* _EXERCISE AIM_
Output, word for word, the lines of this listing that fall between the line with "PR #5990, opened 2025-12-19" and the line with "os: ubuntu-latest", counting both of those lines, and no others.

* _INPUT DATA_
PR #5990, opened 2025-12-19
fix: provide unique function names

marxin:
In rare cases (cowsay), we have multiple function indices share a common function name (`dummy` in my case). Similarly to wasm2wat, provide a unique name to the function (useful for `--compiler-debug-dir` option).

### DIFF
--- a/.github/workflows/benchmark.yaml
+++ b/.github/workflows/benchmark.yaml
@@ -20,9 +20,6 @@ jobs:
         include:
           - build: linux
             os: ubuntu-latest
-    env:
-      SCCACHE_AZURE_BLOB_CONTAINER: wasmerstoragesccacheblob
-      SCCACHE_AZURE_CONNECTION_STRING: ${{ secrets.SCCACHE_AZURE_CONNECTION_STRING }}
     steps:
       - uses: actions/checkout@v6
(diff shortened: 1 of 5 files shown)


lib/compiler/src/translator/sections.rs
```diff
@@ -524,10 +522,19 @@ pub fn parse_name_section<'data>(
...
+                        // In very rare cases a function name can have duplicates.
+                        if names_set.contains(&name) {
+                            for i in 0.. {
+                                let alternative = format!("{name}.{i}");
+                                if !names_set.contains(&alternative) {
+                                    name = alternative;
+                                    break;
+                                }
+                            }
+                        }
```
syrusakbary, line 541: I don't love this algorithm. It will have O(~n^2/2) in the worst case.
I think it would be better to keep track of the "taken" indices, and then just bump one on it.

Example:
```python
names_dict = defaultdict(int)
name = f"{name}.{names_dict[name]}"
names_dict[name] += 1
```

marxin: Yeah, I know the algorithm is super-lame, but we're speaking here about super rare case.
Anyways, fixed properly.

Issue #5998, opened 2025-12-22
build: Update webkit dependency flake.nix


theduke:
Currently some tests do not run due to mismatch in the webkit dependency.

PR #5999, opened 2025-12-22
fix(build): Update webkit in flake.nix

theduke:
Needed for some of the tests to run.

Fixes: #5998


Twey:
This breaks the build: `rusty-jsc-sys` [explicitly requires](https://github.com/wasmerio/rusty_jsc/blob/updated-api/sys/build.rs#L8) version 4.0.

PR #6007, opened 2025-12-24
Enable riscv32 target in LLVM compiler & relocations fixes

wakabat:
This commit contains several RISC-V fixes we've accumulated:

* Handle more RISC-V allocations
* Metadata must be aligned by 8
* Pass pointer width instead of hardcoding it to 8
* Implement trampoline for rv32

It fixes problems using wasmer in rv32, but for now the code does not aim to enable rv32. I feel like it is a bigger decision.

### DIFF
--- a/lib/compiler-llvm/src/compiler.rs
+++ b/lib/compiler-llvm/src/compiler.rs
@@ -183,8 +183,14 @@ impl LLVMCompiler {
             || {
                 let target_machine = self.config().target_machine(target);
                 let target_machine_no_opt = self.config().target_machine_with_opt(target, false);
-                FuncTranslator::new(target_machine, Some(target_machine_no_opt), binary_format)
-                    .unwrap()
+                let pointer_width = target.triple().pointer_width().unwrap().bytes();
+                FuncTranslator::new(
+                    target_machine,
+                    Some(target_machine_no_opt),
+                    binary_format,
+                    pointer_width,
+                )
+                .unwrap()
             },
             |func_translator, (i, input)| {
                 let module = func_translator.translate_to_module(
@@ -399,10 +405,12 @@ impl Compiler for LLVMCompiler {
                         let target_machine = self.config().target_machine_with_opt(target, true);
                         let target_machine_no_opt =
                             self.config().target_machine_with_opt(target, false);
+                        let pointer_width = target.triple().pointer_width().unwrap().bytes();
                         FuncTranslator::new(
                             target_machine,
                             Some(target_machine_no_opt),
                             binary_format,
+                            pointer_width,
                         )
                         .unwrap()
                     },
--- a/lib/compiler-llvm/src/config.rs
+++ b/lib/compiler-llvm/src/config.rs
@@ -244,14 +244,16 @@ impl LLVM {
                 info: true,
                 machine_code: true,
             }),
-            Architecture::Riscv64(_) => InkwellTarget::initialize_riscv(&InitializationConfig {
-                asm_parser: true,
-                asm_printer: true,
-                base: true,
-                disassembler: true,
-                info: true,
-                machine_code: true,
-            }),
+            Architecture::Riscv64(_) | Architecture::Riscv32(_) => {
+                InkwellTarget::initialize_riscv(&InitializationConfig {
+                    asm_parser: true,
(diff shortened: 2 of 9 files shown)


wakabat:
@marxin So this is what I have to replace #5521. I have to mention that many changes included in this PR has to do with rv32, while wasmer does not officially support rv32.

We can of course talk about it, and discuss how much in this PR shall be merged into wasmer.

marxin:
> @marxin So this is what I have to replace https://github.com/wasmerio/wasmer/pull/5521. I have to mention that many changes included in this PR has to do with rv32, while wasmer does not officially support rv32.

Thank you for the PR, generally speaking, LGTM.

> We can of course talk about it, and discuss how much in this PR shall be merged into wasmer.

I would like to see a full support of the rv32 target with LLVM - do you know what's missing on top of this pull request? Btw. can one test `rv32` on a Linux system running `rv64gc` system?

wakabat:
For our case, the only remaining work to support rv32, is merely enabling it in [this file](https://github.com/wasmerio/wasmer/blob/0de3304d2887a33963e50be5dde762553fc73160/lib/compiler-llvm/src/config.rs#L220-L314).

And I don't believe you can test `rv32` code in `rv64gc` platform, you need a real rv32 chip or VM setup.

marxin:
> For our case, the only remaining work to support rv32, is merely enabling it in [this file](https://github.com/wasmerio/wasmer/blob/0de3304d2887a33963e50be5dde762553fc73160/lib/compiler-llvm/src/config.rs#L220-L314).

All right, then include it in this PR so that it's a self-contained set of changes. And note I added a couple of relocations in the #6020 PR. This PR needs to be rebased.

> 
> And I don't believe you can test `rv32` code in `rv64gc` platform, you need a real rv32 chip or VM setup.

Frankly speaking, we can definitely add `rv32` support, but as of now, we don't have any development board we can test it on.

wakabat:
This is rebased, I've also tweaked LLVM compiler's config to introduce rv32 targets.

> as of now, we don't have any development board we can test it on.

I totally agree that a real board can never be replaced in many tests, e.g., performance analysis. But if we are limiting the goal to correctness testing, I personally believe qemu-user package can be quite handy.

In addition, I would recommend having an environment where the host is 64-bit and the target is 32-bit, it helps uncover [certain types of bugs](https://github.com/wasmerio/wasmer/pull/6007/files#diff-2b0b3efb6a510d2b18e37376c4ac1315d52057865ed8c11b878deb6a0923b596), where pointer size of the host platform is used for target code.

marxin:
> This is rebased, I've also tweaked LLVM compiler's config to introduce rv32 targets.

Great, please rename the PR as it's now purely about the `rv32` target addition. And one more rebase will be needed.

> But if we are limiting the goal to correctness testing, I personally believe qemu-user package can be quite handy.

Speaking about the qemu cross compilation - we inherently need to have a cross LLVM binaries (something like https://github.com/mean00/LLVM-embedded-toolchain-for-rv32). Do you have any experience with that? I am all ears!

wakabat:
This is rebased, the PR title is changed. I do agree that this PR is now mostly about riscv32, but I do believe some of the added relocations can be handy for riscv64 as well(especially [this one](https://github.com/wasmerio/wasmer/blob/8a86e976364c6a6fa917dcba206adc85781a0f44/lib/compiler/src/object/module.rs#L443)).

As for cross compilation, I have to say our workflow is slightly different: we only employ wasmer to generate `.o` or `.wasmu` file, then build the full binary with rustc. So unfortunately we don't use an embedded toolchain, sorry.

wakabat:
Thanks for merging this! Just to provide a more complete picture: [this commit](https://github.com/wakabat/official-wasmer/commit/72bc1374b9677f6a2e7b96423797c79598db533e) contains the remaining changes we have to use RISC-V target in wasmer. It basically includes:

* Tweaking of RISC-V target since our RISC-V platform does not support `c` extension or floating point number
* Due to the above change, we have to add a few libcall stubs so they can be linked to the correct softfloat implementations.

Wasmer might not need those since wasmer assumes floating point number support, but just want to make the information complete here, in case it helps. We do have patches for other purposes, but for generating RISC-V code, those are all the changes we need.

...

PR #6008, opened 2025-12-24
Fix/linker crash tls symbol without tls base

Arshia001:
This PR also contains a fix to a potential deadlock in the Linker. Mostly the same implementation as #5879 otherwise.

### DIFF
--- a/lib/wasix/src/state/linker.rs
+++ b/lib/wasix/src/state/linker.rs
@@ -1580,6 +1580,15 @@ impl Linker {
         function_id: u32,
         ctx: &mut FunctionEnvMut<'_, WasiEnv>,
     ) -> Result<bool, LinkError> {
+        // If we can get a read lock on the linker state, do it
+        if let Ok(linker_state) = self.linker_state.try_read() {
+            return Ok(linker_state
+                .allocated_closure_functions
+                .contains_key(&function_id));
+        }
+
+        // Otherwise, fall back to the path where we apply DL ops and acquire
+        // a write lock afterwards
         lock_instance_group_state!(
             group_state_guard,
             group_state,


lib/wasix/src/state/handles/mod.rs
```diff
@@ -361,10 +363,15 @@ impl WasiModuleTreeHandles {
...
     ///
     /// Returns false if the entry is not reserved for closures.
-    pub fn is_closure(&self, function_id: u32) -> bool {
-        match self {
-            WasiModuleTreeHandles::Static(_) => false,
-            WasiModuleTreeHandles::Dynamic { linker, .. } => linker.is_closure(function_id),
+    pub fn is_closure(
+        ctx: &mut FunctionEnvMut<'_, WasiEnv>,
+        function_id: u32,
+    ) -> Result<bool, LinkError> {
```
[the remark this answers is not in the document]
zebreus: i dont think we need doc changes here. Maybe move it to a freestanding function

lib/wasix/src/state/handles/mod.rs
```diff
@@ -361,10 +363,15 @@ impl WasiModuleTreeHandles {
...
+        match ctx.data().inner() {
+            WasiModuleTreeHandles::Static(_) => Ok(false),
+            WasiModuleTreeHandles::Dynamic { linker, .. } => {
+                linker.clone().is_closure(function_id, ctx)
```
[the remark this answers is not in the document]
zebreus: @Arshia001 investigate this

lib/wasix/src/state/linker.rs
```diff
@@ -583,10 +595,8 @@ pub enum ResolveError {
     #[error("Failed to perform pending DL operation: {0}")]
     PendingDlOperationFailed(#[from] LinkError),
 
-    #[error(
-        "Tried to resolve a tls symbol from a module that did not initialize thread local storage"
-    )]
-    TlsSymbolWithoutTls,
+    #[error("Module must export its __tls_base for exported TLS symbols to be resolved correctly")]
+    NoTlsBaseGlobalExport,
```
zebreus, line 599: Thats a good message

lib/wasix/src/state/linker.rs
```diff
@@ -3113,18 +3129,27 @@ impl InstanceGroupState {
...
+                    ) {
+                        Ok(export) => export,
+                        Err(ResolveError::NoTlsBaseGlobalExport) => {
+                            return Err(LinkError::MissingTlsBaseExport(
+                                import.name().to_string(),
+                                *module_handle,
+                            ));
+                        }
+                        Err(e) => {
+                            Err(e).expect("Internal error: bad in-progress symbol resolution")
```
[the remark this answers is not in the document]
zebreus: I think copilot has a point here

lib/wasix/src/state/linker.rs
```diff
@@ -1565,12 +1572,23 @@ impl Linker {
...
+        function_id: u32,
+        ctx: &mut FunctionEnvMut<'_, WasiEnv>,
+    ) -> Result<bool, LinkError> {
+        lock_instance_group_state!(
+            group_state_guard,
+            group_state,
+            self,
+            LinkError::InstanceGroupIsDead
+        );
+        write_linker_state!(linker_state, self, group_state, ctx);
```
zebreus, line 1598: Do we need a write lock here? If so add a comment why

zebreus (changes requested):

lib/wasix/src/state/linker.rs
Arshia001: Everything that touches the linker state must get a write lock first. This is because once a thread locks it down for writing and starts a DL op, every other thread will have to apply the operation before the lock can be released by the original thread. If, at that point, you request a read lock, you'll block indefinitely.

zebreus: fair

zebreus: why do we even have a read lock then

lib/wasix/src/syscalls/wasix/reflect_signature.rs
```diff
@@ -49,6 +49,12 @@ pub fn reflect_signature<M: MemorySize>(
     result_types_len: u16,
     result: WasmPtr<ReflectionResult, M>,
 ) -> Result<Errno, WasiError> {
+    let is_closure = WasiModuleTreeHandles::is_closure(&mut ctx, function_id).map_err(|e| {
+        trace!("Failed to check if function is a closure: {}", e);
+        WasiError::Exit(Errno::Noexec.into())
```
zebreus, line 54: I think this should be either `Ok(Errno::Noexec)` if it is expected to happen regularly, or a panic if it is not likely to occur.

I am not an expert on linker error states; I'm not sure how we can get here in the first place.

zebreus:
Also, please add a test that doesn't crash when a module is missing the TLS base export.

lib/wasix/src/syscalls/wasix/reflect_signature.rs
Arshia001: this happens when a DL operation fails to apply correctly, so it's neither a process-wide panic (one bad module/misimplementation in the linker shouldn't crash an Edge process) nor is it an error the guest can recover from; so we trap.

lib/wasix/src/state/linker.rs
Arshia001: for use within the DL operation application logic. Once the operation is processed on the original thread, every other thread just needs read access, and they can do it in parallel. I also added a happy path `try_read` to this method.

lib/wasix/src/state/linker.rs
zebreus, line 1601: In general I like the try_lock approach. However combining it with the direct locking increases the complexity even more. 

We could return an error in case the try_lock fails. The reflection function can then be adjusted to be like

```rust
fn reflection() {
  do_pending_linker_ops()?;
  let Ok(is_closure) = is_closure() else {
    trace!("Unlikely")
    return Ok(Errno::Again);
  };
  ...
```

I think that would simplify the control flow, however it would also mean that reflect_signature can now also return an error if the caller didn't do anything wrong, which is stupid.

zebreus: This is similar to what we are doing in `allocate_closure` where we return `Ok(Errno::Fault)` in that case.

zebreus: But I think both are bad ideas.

* _WORKED SOLUTION_
PR #5990, opened 2025-12-19
fix: provide unique function names

marxin:
In rare cases (cowsay), we have multiple function indices share a common function name (`dummy` in my case). Similarly to wasm2wat, provide a unique name to the function (useful for `--compiler-debug-dir` option).

### DIFF
--- a/.github/workflows/benchmark.yaml
+++ b/.github/workflows/benchmark.yaml
@@ -20,9 +20,6 @@ jobs:
         include:
           - build: linux
             os: ubuntu-latest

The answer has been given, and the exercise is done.